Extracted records

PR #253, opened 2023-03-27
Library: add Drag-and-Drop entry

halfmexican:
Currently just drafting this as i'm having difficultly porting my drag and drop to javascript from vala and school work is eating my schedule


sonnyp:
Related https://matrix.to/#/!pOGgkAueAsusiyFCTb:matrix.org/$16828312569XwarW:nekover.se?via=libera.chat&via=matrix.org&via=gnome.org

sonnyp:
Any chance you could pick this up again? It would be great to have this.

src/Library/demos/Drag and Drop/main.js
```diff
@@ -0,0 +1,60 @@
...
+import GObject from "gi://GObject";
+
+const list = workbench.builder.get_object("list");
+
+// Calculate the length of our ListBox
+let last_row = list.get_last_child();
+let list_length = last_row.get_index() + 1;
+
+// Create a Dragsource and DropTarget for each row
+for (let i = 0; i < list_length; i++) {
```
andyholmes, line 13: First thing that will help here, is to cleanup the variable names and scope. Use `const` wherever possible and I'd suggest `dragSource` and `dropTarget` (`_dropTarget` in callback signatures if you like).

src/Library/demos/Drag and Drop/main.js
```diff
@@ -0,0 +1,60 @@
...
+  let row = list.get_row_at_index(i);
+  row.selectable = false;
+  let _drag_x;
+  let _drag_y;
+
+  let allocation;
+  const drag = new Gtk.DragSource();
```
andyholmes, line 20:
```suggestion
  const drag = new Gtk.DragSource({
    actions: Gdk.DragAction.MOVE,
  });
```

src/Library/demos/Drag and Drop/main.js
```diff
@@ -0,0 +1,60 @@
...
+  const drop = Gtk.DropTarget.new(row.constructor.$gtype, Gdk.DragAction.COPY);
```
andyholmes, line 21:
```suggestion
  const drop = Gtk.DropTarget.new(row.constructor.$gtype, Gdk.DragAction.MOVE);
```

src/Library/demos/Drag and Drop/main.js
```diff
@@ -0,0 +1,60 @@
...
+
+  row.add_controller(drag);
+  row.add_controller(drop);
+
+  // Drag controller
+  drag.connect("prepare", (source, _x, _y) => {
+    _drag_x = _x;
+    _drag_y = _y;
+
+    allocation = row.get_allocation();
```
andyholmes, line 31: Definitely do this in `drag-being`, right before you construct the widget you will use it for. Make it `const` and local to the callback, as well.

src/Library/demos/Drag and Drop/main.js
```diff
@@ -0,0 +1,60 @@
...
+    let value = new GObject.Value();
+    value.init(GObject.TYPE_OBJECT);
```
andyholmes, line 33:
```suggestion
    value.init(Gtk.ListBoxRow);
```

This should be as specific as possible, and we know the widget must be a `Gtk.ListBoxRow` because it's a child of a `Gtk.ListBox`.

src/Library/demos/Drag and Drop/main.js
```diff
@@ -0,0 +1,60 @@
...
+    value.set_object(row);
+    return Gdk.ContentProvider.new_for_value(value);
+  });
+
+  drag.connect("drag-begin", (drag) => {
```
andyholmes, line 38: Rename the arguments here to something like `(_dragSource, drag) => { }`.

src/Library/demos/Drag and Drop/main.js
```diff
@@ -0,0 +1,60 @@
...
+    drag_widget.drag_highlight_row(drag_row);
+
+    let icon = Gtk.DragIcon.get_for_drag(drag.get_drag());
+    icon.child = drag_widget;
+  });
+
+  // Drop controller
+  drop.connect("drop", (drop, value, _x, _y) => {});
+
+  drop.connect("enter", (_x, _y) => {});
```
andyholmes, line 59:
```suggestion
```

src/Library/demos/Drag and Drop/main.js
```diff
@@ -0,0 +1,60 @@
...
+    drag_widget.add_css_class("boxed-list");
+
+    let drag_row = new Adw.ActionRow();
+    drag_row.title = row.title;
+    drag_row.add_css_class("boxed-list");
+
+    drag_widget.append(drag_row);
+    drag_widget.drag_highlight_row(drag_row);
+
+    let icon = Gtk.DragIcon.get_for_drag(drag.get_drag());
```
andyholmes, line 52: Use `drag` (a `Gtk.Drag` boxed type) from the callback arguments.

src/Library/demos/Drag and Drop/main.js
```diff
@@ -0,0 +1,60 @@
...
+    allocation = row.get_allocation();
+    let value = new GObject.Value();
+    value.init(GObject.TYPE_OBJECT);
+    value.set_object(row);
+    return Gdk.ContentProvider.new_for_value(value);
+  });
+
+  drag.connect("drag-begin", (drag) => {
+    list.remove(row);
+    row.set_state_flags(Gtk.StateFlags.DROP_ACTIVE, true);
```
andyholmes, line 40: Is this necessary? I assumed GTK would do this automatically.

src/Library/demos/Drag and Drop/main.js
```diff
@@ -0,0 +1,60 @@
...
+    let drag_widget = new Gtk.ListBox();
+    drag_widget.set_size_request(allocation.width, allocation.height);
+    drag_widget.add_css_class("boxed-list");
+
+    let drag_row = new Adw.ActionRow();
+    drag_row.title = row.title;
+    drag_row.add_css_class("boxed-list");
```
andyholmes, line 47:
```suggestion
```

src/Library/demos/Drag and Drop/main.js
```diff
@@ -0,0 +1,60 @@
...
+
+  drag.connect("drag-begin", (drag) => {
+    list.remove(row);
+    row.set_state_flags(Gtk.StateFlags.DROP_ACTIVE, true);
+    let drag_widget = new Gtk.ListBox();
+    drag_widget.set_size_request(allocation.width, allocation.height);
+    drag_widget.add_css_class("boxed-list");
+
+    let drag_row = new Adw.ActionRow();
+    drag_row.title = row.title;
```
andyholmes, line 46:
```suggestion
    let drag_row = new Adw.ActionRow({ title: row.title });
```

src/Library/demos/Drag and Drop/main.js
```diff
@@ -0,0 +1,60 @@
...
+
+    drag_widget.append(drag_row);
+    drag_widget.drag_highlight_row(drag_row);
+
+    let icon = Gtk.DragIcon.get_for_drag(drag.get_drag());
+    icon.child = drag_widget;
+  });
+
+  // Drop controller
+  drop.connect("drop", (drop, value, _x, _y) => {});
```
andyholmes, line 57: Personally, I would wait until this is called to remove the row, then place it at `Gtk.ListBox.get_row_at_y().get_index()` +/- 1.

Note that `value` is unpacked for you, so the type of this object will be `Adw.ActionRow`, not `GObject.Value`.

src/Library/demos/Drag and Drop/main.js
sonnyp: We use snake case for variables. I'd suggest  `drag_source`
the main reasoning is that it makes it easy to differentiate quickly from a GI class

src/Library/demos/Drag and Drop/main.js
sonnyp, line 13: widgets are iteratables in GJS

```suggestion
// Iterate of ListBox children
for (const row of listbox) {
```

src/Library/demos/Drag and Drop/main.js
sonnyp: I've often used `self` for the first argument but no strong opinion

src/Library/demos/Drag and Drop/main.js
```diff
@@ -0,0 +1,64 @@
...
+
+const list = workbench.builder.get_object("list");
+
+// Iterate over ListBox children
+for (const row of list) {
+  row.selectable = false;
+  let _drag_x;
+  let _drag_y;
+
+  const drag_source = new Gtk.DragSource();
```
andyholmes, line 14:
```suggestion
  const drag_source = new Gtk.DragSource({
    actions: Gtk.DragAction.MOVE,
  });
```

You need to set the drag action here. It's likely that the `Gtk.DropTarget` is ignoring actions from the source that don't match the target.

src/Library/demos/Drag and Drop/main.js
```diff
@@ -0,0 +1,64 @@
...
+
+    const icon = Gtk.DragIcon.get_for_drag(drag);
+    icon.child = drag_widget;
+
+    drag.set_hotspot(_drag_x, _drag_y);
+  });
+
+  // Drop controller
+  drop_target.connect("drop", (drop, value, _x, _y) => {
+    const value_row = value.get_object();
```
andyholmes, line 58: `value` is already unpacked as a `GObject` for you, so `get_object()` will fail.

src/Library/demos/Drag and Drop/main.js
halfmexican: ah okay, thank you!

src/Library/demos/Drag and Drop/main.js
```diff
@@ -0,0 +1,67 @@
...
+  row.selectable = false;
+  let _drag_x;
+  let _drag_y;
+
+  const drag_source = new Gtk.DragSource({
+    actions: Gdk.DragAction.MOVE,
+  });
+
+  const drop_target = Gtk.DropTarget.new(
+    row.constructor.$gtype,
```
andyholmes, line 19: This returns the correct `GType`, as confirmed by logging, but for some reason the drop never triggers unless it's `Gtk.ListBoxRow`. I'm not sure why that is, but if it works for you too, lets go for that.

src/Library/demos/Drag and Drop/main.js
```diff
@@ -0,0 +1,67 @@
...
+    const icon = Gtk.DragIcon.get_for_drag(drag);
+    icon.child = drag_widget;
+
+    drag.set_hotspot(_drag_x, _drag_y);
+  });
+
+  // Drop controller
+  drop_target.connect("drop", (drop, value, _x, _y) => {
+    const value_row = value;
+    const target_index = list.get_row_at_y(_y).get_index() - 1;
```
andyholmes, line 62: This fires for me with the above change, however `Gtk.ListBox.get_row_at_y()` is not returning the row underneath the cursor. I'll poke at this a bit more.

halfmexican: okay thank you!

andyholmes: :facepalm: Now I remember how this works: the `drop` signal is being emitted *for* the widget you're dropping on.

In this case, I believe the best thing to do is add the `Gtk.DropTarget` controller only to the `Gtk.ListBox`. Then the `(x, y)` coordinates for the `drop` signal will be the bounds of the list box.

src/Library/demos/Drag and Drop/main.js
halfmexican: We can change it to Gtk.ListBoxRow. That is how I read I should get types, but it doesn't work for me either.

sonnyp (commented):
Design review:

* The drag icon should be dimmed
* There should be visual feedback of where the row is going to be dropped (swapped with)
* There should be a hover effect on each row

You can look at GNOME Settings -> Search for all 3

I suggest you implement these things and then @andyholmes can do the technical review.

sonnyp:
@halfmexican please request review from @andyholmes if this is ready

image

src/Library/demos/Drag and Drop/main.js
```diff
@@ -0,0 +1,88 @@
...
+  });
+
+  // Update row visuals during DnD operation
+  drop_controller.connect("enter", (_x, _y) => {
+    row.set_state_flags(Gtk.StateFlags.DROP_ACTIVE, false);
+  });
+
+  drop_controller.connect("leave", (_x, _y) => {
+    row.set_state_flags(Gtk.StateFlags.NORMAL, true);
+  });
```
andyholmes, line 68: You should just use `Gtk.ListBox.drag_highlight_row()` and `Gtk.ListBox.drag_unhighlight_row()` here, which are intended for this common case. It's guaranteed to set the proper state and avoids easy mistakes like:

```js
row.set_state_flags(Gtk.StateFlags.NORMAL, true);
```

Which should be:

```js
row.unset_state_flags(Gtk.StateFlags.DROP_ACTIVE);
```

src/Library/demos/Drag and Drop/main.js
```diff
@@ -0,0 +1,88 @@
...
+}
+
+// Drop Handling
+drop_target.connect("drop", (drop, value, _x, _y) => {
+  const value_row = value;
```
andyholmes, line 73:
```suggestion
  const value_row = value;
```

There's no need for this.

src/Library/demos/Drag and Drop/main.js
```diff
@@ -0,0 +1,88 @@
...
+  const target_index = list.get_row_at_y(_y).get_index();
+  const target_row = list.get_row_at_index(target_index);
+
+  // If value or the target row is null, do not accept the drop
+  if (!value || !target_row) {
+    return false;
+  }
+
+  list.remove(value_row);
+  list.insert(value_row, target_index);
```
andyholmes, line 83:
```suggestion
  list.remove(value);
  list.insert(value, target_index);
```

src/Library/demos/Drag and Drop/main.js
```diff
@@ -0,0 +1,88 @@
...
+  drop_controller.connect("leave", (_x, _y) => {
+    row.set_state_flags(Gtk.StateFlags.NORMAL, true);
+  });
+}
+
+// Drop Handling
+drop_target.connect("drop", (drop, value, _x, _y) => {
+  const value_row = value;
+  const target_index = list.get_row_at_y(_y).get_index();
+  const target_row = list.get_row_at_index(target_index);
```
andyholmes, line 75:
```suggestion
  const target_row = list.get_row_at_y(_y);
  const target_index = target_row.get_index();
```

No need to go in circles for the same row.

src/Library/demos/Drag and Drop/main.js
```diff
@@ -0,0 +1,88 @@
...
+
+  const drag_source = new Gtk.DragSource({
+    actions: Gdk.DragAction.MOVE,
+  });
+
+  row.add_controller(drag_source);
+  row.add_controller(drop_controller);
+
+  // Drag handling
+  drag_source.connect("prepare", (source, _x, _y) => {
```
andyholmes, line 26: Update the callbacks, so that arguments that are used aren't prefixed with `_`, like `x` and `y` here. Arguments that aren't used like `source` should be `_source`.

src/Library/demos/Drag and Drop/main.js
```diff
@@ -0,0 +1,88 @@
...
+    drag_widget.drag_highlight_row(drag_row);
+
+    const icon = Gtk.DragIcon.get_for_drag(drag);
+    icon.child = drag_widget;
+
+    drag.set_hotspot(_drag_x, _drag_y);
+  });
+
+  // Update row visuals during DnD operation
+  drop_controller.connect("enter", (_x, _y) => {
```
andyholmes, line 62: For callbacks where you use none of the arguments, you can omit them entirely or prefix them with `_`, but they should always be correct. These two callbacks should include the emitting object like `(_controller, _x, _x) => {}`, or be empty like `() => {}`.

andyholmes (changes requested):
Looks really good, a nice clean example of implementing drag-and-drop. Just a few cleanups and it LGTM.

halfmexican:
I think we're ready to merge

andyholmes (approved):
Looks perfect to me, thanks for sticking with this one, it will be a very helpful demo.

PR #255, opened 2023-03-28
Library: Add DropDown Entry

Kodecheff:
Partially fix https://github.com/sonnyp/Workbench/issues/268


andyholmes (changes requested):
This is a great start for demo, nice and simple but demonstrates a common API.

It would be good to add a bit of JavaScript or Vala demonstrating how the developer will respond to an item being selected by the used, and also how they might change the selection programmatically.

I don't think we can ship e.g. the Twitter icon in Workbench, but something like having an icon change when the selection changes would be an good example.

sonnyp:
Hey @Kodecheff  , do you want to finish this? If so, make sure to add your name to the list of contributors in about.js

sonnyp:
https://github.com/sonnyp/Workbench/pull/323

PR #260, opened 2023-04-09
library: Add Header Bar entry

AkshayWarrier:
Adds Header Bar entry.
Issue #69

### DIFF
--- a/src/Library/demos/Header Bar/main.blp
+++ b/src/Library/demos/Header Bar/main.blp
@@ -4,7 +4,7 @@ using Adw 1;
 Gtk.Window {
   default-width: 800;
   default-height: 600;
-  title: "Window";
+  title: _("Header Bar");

→ **TASK BRIEF**
Work out how many lines in the entries above include the word "StateFlags". Respond with only the number.

→ **RESULT FOR THIS TASK**
7